(Saved entries)
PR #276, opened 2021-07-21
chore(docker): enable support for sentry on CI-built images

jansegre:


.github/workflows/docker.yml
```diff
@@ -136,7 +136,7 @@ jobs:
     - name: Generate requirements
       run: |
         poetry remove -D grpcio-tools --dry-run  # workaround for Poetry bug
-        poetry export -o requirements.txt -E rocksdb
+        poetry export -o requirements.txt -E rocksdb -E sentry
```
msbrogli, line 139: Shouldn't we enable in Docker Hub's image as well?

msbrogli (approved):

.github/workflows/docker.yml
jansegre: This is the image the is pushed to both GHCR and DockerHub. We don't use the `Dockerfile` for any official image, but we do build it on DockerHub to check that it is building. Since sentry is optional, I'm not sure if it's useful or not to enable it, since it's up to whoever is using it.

§ Task to carry out
Using the exact wording, repeat all the entries.

§ Solution below
PR #276, opened 2021-07-21
chore(docker): enable support for sentry on CI-built images

jansegre:


.github/workflows/docker.yml
```diff
@@ -136,7 +136,7 @@ jobs:
     - name: Generate requirements
       run: |
         poetry remove -D grpcio-tools --dry-run  # workaround for Poetry bug
-        poetry export -o requirements.txt -E rocksdb
+        poetry export -o requirements.txt -E rocksdb -E sentry
```
msbrogli, line 139: Shouldn't we enable in Docker Hub's image as well?

msbrogli (approved):

.github/workflows/docker.yml
jansegre: This is the image the is pushed to both GHCR and DockerHub. We don't use the `Dockerfile` for any official image, but we do build it on DockerHub to check that it is building. Since sentry is optional, I'm not sure if it's useful or not to enable it, since it's up to whoever is using it.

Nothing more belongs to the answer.